I'm currently using Dlib 19.7.0 (Python 3.5) on Ubuntu 16. My GPU is a Nvidia GTX 1080 with 8 GB. CUDA version is 8.0, CuDNN v6.

As mentioned in the closed issue, one should try to use set_dnn_prefer_smallest_algorithms(). However, the 19.5 Dlib update seems to already address this:

The way cuDNN work buffers are managed has been improved, leading to less GPU RAM usage. Therefore, users should not need to call set_dnn_prefer_smallest_algorithms() anymore.

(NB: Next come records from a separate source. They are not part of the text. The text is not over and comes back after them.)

PR #77, opened 2017-06-24
secret-handshake: add to track

stkent:
[problem specification directory](https://github.com/exercism/problem-specifications/tree/b3daec17adfedcc7122328e2cb3a0987a6e34bb5/exercises/secret-handshake)


exercises/secret-handshake/src/example/kotlin/Signal.kt
```diff
@@ -0,0 +1,5 @@
+enum class Signal {
```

I'm assuming, then, that this doesn't solve this problem. I'd really appreciate if somebody could throw some light into this :)

Thanks guys!

good question

Source

GuimExc

Most helpful comment

Oh yeah, duah, this is happening because the tensor allocates a new memory
block before it frees the old one. I just changed it to the other way
around. If you grab the latest dlib from github this should go away.

davisking on 19 Oct 2017

🎉2

All 10 comments

Thanks for the detail, this is an excellent bug report :)

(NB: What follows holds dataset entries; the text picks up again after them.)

PR #84, opened 2017-07-10
rotational-cipher: add to track

stkent:
[Problem specification directory](https://github.com/exercism/problem-specifications/tree/73ebd13032219888ee29374b648b9a769d536549/exercises/rotational-cipher).

As part of this changed I moved `atbash-cipher` to earlier in the track. In the description for `rotational-cipher`, it makes reference to `atbash-cipher`, so this seemed to make sense. It also seems odd that `atbash-cipher` was previously ranked harder than e.g. `flatten-array`, `bracket-push`, etc.; some of those exercises feel like they are currently underscored.


exercises/rotational-cipher/src/example/kotlin/RotationalCipher.kt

I just ran this python script with the latest dlib for a while and it held constant at 6624MiB. This is with a TITAN X, CUDA 8, cuDNN 6, and Ubuntu 16.04. I've also run this face detector a lot on variable sized batches and haven't seen any odd memory leaks.

Are you sure this python script exercises the problem?

davisking on 19 Oct 2017

👍1

Thanks for the quick reply :)

I have only tested this in a single Linux machine. I have tested it further and I've seen that, in my machine, it starts failing when max_batch_size >= 122. The first loop with a constant batch size always runs fine. It fails on the second loop, more concretely, in the 2nd iteration, which is the very first time that the batch size is changed.

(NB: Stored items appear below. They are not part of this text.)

PR #264, opened 2018-10-05
Added exercise run-length-encoding based on Java track

lathspell:
Another challenge from the Java track.


config.json
```diff
@@ -431,6 +431,19 @@
         "matrices"
       ]
     },
+    {
+      "slug": "run-length-encoding",
+      "uuid": "4499a3f9-73a7-48bf-8753-d5b6abf588c9",
```
sjwarner-bp: Hi @lathspell - is this a new UUID or has this been taken from Java?

exercises/run-length-encoding/README.md
```diff
@@ -0,0 +1,42 @@
...
+```text
+"AABCCCDEEEE"  ->  "2AB3CD4E"  ->  "AABCCCDEEEE"
+```
+
+For simplicity, you can assume that the unencoded string will only contain
+the letters A through Z (either lower or upper case) and whitespace. This way
+data to be encoded will never contain any numbers and numbers inside data to
+be decoded always represent the count for the following character.
+
+# Running the tests
```
sjwarner-bp: Please generate the README using configlet, to avoid the extra Java content here.

exercises/run-length-encoding/src/test/kotlin/RunLengthEncodingTest.kt
```diff
@@ -0,0 +1,80 @@
...
+    fun setUp() {
+        runLengthEncoding = RunLengthEncoding()
+    }
+
+    @Test
+    fun encodeEmpty() {
+        assertEquals("", runLengthEncoding.encode(""))
+    }
+
+    @Test
```
sjwarner-bp: Please `@Ignore` uninitial tests

mikegehard:
Hello @lathspell. I am wondering if you have some time to get back to take a look at these?

If not, I'm going to close this PR as I'm trying to clean up the repo since it has gone a bit stale.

I'll try to get my hands on another Linux machine and see if I can replicate the problem there. It seems that this might be a hardware dependent issue.

GuimExc on 19 Oct 2017

👍1

I have executed the script on a Linux laptop (Ubuntu 16.04 LTS, CUDA 8, cuDNN 6, Nvidia GTX 765M 2GB) and I can replicate the problem there as well.

In order to make it fail, you need to find a max_batch_size value small enough so it runs the first loop without problems (i.e. batch fits in GPU), but big enough that it fails on the second loop. In other words, I'd recommend finding the maximum batch size value available for your GPU, and see if it fails on the 2nd loop. Could you try that and see if you are able to replicate it? :)

GuimExc on 19 Oct 2017

davisking on 19 Oct 2017

🎉2

That completely solve the problem. Thanks man, you are amazing. I owe you a lot of beers.

GuimExc on 19 Oct 2017

👍1

Ha, no problem. Thanks for pointing out this flaw in dlib.

davisking on 19 Oct 2017

Oops, this change broke everything CUDA related. I just pushed the fix.

davisking on 20 Oct 2017

👍1

Greetings. Sorry, I can't understand is this issue resolved or not? I catch similar errors (with cloned right now code). Like:

encoding = face_recognition.face_encodings(image)[index]
Exception Type: IndexError at /v1/face/
Exception Value: list index out of range

or (don't sure that first one is dlib problem, just in case)

return cnn_face_detector(img, number_of_times_to_upsample)
Exception Type: RuntimeError at /v1/face/
Exception Value: Error while calling cudaMalloc(&data, n) in file /building/dlib/dlib/dnn/cuda_data_ptr.cpp:28. code: 2, reason: out of memory

Should I open new issue (and add more details)? Thanks.